Toward an Intelligent Editor of Digital Audio: Signal Processing Methods

In this article, we will describe signal processing methods that have been developed for use in an automatic music analysis system. A companion article by Chafe, Mont-Reynaud, and Rush, also in this issue of the Journal, deals with higher-level issues, namely the recognition of musical constructs. Unless one is willing to settle for a direct interface between musician and computer, such as the hardwired keyboard in the Xerox PARC system (Ornstein and Maxwell 1981), techniques must be developed to extract musical features from the sound itself. The approach of combining signal processing with knowledge engineering seems quite promising for music analysis. In contrast with many of the signals to which signal processing methods are applied, musical signals usually contain a great deal of order, chiefly in the form of quasi-periodicity (pitch and rhythm), and are not usually severely corrupted with random noise. By taking advantage of these features, one can construct mechanisms that provide musically significant descriptions of real data, such as tempo tracking ("foot-tapping"), meter analysis, attack characterization, pitch characterization (including vibrato), and timbre analysis. In this article and its companion, sample results of some promising strategies for accomplishing these goals are presented. In particular, we will concentrate on the problems of primary segmentation, that is, the first few passes through the data using little or no a priori knowledge.
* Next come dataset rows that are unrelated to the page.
Issue #8710, opened 2023-03-27
Customize input fields on FilterItem


hurradieweltgehtunter:
### Steps to reproduce
1. Got to admin settings -> Users
2. Click on filter button "groups" or "roles"

### Expected behaviour
Input field shows customized placeholder, like "Filter groups..."

<img width="331" alt="grafik" src="https://user-images.githubusercontent.com/16665512/227935376-80b437ba-69cf-41e1-96c2-868f4bdfec35.png">

### Actual behaviour
Placeholder reads generic "Filter"

<img width="323" alt="grafik" src="https://user-images.githubusercontent.com/16665512/227935259-0aa9ede5-1b1a-44dc-a9a8-fe3695b5ea59.png">

PR #8711, opened 2023-03-27
FilterItem filter: Add label and make label and placeholder customizable

hurradieweltgehtunter:
## Description
Make the placeholder on text input field for the ItemFilter component editable via prop

## Related Issue
- Fixes https://github.com/owncloud/web/issues/8710

## Motivation and Context
Adds possibility to customized the filter input

### before
grafik

#### with custom placeholder and label
grafik

####
default
grafik

## Types of changes
- [ ] Technical debt
- [x] Tests

## Checklist:
- [x] Code changes
- [x] Unit tests added
- [ ] Acceptance tests added


JammingBen (changes requested):
> How do you normally handle code coverage fails?

SonarCloud can be quite buggy when determining the coverage on new code. You tested the 2 new properties perfectly fine.

packages/web-pkg/src/components/ItemFilter.vue
```diff
@@ -72,6 +73,16 @@ export default defineComponent({
...
+    placeholder: {
+      type: String,
+      required: false,
+      default: ''
+    },
+    label: {
+      type: String,
+      required: false,
+      default: ''
+    },
```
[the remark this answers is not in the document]
hurradieweltgehtunter: I see your point and I think it's valid from a "inside the component"-perspective. On the other hand, when using the component ("outside the component perspective"), there is only one label and one placeholder. My thinking was, why make it unnecessary complex then?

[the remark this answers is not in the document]
JammingBen: > On the other hand, when using the component ("outside the component perspective"), there is only one label and one placeholder.

Well, not necessarily, because that's strictly bound to the `showFilter` property. Without explicitly setting that to `true`, the new props won't show at all. So one might wonder why these props are not being displayed despite setting them. By grouping them via some name prefix like `optionFilter`, this makes it more clear.

packages/web-pkg/src/components/ItemFilter.vue
```diff
@@ -204,18 +215,26 @@ export default defineComponent({
...
+      showDrop,
+      toggleItemSelection
+    }
+  },
+  computed: {
+    getPlaceholder() {
+      return this.placeholder === '' ? this.$gettext('Enter term') : this.placeholder
+    },
+    getLabel() {
+      return this.label === '' ? this.$gettext('Filter list') : this.label
```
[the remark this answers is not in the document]
JammingBen: > Declaring computed inside the setup() method threw an error with the $gettext method (not defined).

You need to make use of the Gettext-composable first within `setup`: `const { $gettext } = useGettext()`.

> Also, I always try to separate layout definitions (inside template tags) and functional definitions (inside script tag).

While I agree for most situations, such simple and label-related checks are fine in the template IMO. Plus you save yourself from finding a name for the computed props, because the `get...` prefix like you used before is usually reserved for methods.

packages/web-app-admin-settings/src/views/Users.vue
```diff
@@ -62,14 +62,16 @@
...
                 </div>
                 <item-filter
-                  filter-name="groups"
+                  :allow-multiple="true"
                   :filter-label="$gettext('Groups')"
+                  :filterable-attributes="['displayName']"
                   :items="groups"
+                  :optionFilterPlaceholder="$gettext('Enter group name')"
+                  :optionFilterLabel="$gettext('Filter groups')"
                   :show-filter="true"
```
JammingBen, line 71:
```suggestion
                  :show-option-filter="true"
```

packages/web-app-admin-settings/src/views/Users.vue
```diff
@@ -80,13 +82,15 @@
...
                 </item-filter>
                 <item-filter
-                  filter-name="roles"
+                  :allow-multiple="true"
                   :filter-label="$gettext('Roles')"
+                  :filterable-attributes="['displayName']"
                   :items="roles"
+                  :optionFilterPlaceholder="$gettext('Enter role name')"
+                  :optionFilterLabel="$gettext('Filter roles')"
                   :show-filter="true"
```
JammingBen, line 91:
```suggestion
                  :show-option-filter="true"
```

packages/web-app-admin-settings/src/views/Users.vue
```diff
@@ -62,14 +62,16 @@
                   <span v-text="$gettext('Filter:')" />
                 </div>
                 <item-filter
-                  filter-name="groups"
+                  :allow-multiple="true"
                   :filter-label="$gettext('Groups')"
+                  :filterable-attributes="['displayName']"
                   :items="groups"
+                  :optionFilterPlaceholder="$gettext('Enter group name')"
+                  :optionFilterLabel="$gettext('Filter groups')"
```
JammingBen, line 70:
```suggestion
                  :option-filter-placeholder="$gettext('Enter group name')"
                  :option-filter-label="$gettext('Filter groups')"
```

packages/web-app-admin-settings/src/views/Users.vue
```diff
@@ -80,13 +82,15 @@
                   </template>
                 </item-filter>
                 <item-filter
-                  filter-name="roles"
+                  :allow-multiple="true"
                   :filter-label="$gettext('Roles')"
+                  :filterable-attributes="['displayName']"
                   :items="roles"
+                  :optionFilterPlaceholder="$gettext('Enter role name')"
+                  :optionFilterLabel="$gettext('Filter roles')"
```
JammingBen, line 90:
```suggestion
                  :option-filter-placeholder="$gettext('Enter role name')"
                  :option-filter-label="$gettext('Filter roles')"
```

JammingBen (changes requested):

packages/web-app-admin-settings/src/views/Users.vue
hurradieweltgehtunter: 🤦

JammingBen (approved):
Nice 👍  Another linter-run is required though.

hurradieweltgehtunter:
> Nice 👍 Another linter-run is required though.

you were too fast :D

done

hurradieweltgehtunter:
hu, SonarCloud gug? buggy code is not mine 🤷 Ignore?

If we can mark the begin time for each new event in the music, the task of classifying and parameterizing each event is made easier. We have tried three approaches to this segmentation problem: (1) an amplitude thresholding method, (2) a linear predictive coding (LPC) method, and (3) a pitch detection method. While we will also discuss more advanced strategies, these are generally awaiting implementation and thus are not included in he examples.